> [RECORDS FOR THIS EXERCISE]:
● ● ●

PR #1562, opened 2025-12-17
Type `generic.pyi`

MarcoGorelli:


pandas-stubs/core/generic.pyi
```diff
@@ -312,115 +318,113 @@ class NDFrame:
         errors: OpenFileErrors = ...,
         storage_options: StorageOptions = ...,
     ) -> _str: ...
-    @final
-    def __delitem__(self, idx: Hashable) -> None: ...
     @overload
     def drop(
         self,
-        labels=...,
+        labels: Hashable | Sequence[Hashable] | Index | None = None,
```
loicdiridollou: I think we should be able to put `range` here too, docs says `single label or iterable of labels` so range should fit, maybe `ListLike` would be a slightly wider type.

MarcoGorelli: good call, thanks!

pandas-stubs/core/series.pyi
```diff
@@ -562,15 +563,9 @@ class Series(IndexOpsMixin[S1], ElementOpsMixin[S1], NDFrame):
...
     ) -> Any: ...
-    if sys.version_info >= (3, 11):
-        def __array__(
-            self, dtype: _str | np.dtype = ..., copy: bool | None = ...
-        ) -> np_1darray: ...
-    else:
-        def __array__(
-            self, dtype: _str | np.dtype[Any] = ..., copy: bool | None = ...
-        ) -> np_1darray: ...
-
```
cmp0xff, line 573: Please keep it, it is needed for the pyright strict transition.

MarcoGorelli: is it ok to handle this within `NpDType`?

cmp0xff: `NpDtype` is different from `str | np.dtype`. It will take a separate PR to handle, I think.

pandas-stubs/core/generic.pyi
```diff
@@ -312,115 +319,113 @@ class NDFrame:
         errors: OpenFileErrors = ...,
         storage_options: StorageOptions = ...,
     ) -> _str: ...
-    @final
-    def __delitem__(self, idx: Hashable) -> None: ...
     @overload
     def drop(
         self,
-        labels=...,
+        labels: Hashable | ListLike | None = None,
```
cmp0xff:
```suggestion
        labels: Hashable | ListLike = None,
```
`None` ia also `Hashable`. Also applies to other cases in the changes.

cmp0xff (commented):
I will leave the PR to @loicdiridollou since he has alread started reviewing. I just wanted to point out the `np.dtype` issue.

Issue #1548, opened 2025-12-14
DataFrame.index not reliably typed using Index[Any]


adamjstewart:
**Describe the bug**

`DataFrame.index` is currently typed as `Index[Any]`. As a result, certain statically typed valid code is flagged as invalid by mypy. I would argue that `Any` would be better until the index can be reliably typed.

**To Reproduce**

For the following code:
```python
import pandas as pd

data = {'col1': [1, 2], 'col2': [3, 4]}
index = pd.interval_range(start=0, end=2)
df = pd.DataFrame(data, index)
print(df.index.left)
print(df.index.right)
```
mypy complains with:
```
test.py:6: error: "Index[Any]" has no attribute "left"  [attr-defined]
test.py:7: error: "Index[Any]" has no attribute "right"  [attr-defined]
Found 2 errors in 1 file (checked 1 source file)
```
This is because I am using an `IntervalIndex`, not a generic `Index`.

**Please complete the following information:**
 - OS: macOS
 - OS Version: 26.1
 - python version: 3.13.8
 - version of type checker: 1.19.0
 - version of installed `pandas-stubs`: 2.3.2.250926

**Additional context**

The issue of DataFrame.index type hints was also raised in https://github.com/pandas-dev/pandas/issues/36708. This issue also impacts geopandas: https://github.com/python/typeshed/issues/15111.

adamjstewart:
Completely agree with making DataFrame a generic. I'm just wondering if index should be Any while we wait for it to become a generic.

cmp0xff:
In the example you provided, we can do as follows:

```py
from typing import cast, reveal_type

import pandas as pd

data = {'col1': [1, 2], 'col2': [3, 4]}
df = pd.DataFrame(data, pd.interval_range(start=0, end=2))

index = cast("pd.IntervalIndex[pd.Interval[int]]", df.index)
reveal_type(index.left)  # pyright gives Index[Any]
reveal_type(index.right)  # pyright gives Index[Any]
```

Neither `mypy` nor `pyright` complain any more. However, obtaining `Index[Any]` is not ideal, which is another topic.

adamjstewart:
We could also modify `Index[Any]` such that all unknown attributes (e.g., left, right) are `Any`.

Dr-Irv:
> We could also modify `Index[Any]` such that all unknown attributes (e.g., left, right) are `Any`.

[...]

PR #1566, opened 2025-12-18
ENH: Make `DataFrame` generic

cmp0xff:
Towards #1548

- I don't know how to make `setter` work so that the typings can be updated when one assigns `index` or `columns`.
- The two overlapping overloads of `__getitem__` in `_LocIndexerFrame` need to be fixed

Comments and suggestions are welcomed.

### DIFF
--- a/pandas-stubs/_typing.pyi
+++ b/pandas-stubs/_typing.pyi
@@ -977,6 +977,10 @@ ListLikeHashable: TypeAlias = (
     MutableSequence[HashableT] | np_1darray | tuple[HashableT, ...] | range
 )
 
+if TYPE_CHECKING:  # noqa: PYI002
+    IndexT0 = TypeVar("IndexT0", bound=Index, default=Index)
+    IndexStrT0 = TypeVar("IndexStrT0", bound=Index, default=Index[str])
+
 class SupportsDType(Protocol[GenericT_co]):
     @property
     def dtype(self) -> np.dtype[GenericT_co]: ...
--- a/pandas-stubs/core/frame.pyi
+++ b/pandas-stubs/core/frame.pyi
@@ -116,6 +116,8 @@ from pandas._typing import (
     IndexingInt,
     IndexKeyFunc,
     IndexLabel,
+    IndexStrT0,
+    IndexT0,
     IndexType,
     InterpolateOptions,
     IntervalClosedType,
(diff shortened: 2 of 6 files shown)


pandas-stubs/core/frame.pyi
```diff
@@ -373,10 +380,19 @@ _AstypeArgExt: TypeAlias = (
...
 
-class DataFrame(NDFrame, OpsMixin, _GetItemHack):
+class DataFrame(NDFrame, OpsMixin, _GetItemHack, Generic[IndexT0, IndexStrT0]):
 
     __hash__: ClassVar[None]  # type: ignore[assignment] # pyright: ignore[reportIncompatibleMethodOverride]
 
+    @overload
+    def __new__(
+        cls,
+        data: DataFrame[IndexT0, IndexStrT0],
```
loicdiridollou, line 354: Not totally sure if this is gonna break a lot of things, by default DataFrame will have `RangeIndex` as index and columns, isn't this gonna change that?

pandas-stubs/_typing.pyi
```diff
@@ -975,6 +972,10 @@ ListLikeHashable: TypeAlias = (
     MutableSequence[HashableT] | np_1darray | tuple[HashableT, ...] | range
 )
 
+if TYPE_CHECKING:  # noqa: PYI002
+    IndexT0 = TypeVar("IndexT0", bound=Index, default=Index)
+    IndexStrT0 = TypeVar("IndexStrT0", bound=Index, default=Index[str])
```
loicdiridollou, line 982: Shouldn't the default be RangeIndex here?

pandas-stubs/core/frame.pyi
cmp0xff: This is copying another DataFrame, I suppose, so nothing is changed. Will add tests later.

pandas-stubs/_typing.pyi
cmp0xff: For `df.columns` we somehow have a preference for it being `Index[str]`, see `def columns(self) -> Index[str]: ...` in the old code. That's the reason.

pandas-stubs/core/frame.pyi
cmp0xff: If you create a `DataFrame` from data without an index, `RangeIndex` will surely take over. That takes further overloads of `__new__`.

As for now I just want to show a prototype of what can happen.

Dr-Irv:
> I am not sure I see the whole idea about this PR

I'm in agreement.  If this were to work, what would be the benefit?

Note that `DatatFrame.columns` returns `Index[str]` since most people use strings to name their columns. Technically, they could be any `Hashable`, or even a `MultiIndex`  However, if we made `columns` be `Index[Any]` then for the majority of people, they'd have to do `cast` to get the actual string names.

cmp0xff:
## Benefits

Aside from paving the way to resolving #1548, we have the following issue:

```py
import pandas as pd
from typing_extensions import reveal_type

df = pd.DataFrame(
    {"a": [1, 2, 1, 2], "b": [1, 1, 2, 2], "c": [1, 2, 3, 4], "d": [5, 6, 7, 8]},
)

pivoted = df.pivot_table(["c", "d"], "a", "b")

reveal_type(pivoted["c"])  # pyright gives Series[Any], runtime is DataFrame
reveal_type(pivoted.columns)  # pyright gives Index[str], runtime is MultiIndex
```

## Default typing for `.columns`

I agree it should be `Index[str]`

## Default typing for `.index`

I think `RangeIndex` might be too radical. Keeping `Index[Any]` means keeping the current behaviour.

We can give `RangeIndex` in the following (but not exclusively) cases:
- when creating a `DataFrame` from unindex objects without specifying `index`
- when `ignore_index=True`
- when `.reset_index()`

PR #1567, opened 2025-12-18
type `*core/base.pyi`, remove SelectionMixin

MarcoGorelli:
`SelectionMixin` is undocumented, and its methods are:
- `obj`: undocumented
- `exclusions`: undocumented
- `ndim`: undocumented
- `__getitem__`: overwritten by subclasses `BaseGroupBy` and `BaseWindow`
- `aggregate`: overwritten by subclasses `DataFrameGroupBy`, `SeriesGroupBy`, and `BaseWindow`

### DIFF
--- a/tests/test_resampler.py
+++ b/tests/test_resampler.py
@@ -199,7 +199,7 @@ def test_pipe() -> None:
         kw: tuple[int],
     ) -> DataFrame:
         assert isinstance(res, DatetimeIndexResampler)
-        return res.obj  # type: ignore[return-value]  # pyright: ignore[reportReturnType]
+        return DataFrame({"a": [1, 2, 3]})
 
     check(
         assert_type(DF.resample("ME").pipe(j, 1, [1.0], arg2="hi", kw=(1,)), DataFrame),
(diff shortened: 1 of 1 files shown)


tests/test_resampler.py
```diff
@@ -203,7 +199,7 @@ def j(
         kw: tuple[int],
     ) -> DataFrame:
         assert isinstance(res, DatetimeIndexResampler)
-        return res.obj
+        return res.obj  # type: ignore[return-value]  # pyright: ignore[reportReturnType]
```
loicdiridollou: Since this is not documented is there a good reason to keep a function like this? The user should not in theory access the field anyway.

tests/test_resampler.py
```diff
@@ -263,7 +259,7 @@ def j(
 
     def k(x: int, t: "DatetimeIndexResampler[DataFrame]") -> DataFrame:
         assert isinstance(x, int)
-        return t.obj
+        return t.obj  # type: ignore[return-value] # pyright: ignore[reportReturnType]
```
loicdiridollou: Same here, since not documented is there a good reason to keep it? Or could we replace it with a function that use "allowed" fields to keep the same type coverage.

MarcoGorelli: sure, it's just used here to test `pipe` so might as well not use `obj` 👍

loicdiridollou: Okay so we can keep it for now

PR #1575, opened 2025-12-22
clean: remove unneded mixin classes

MarcoGorelli:
these classes aren't needed the methods they like `_add_arithmetic_ops` are just runtime tricks which serve no static typing purpose

### DIFF
--- a/tests/extension/decimal/array.py
+++ b/tests/extension/decimal/array.py
@@ -352,5 +352,12 @@ class DecimalArray(OpsMixin, ExtensionArray):
 
         return value_counts(self.to_numpy(), dropna=dropna)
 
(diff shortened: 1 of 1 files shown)


tests/extension/decimal/array.py
```diff
@@ -354,6 +351,3 @@ def value_counts(self, dropna: bool = True) -> Series:
         )
 
         return value_counts(self.to_numpy(), dropna=dropna)
-
-
-DecimalArray._add_arithmetic_ops()
```
cmp0xff, line 359: I think this can be functional, please keep

MarcoGorelli: suer thing

PR #1578, opened 2025-12-22
TYP: naming and default values

cmp0xff:
Towards #1544.

- Add default values to type variables
- Add type variables with a default value
- Rename to `_CrossTabValues`


pandas-stubs/io/json/_json.pyi
```diff
@@ -226,7 +227,7 @@ def read_json(
     engine: Literal["pyarrow"],
 ) -> DataFrame: ...
 
-class JsonReader(abc.Iterator, Generic[NDFrameT]):
+class JsonReader(abc.Iterator[Any], Generic[NDFrameT]):
```
loicdiridollou: Can you collapse `abc.Iterator` and `from collections.abc import Mapping`

pandas-stubs/io/stata.pyi
loicdiridollou: Collapse the two imports here if you can

pandas-stubs/io/parsers/readers.pyi
```diff
@@ -452,7 +452,7 @@ def read_fwf(
     **kwds: Any,
 ) -> DataFrame: ...
 
-class TextFileReader(abc.Iterator):
+class TextFileReader(abc.Iterator[Any]):
```
loicdiridollou: Same here if possible collapse `abc.Iterator` into `from collections.abc` since both are imported

loicdiridollou (changes requested):
Minor cosmetic requests but looks good otherwise!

● ● ●

> [TASK OBJECTIVE]:
Only a number is required here: the count of lines in these entries that hold "pivoted".

> [ANSWER SPACE]:
3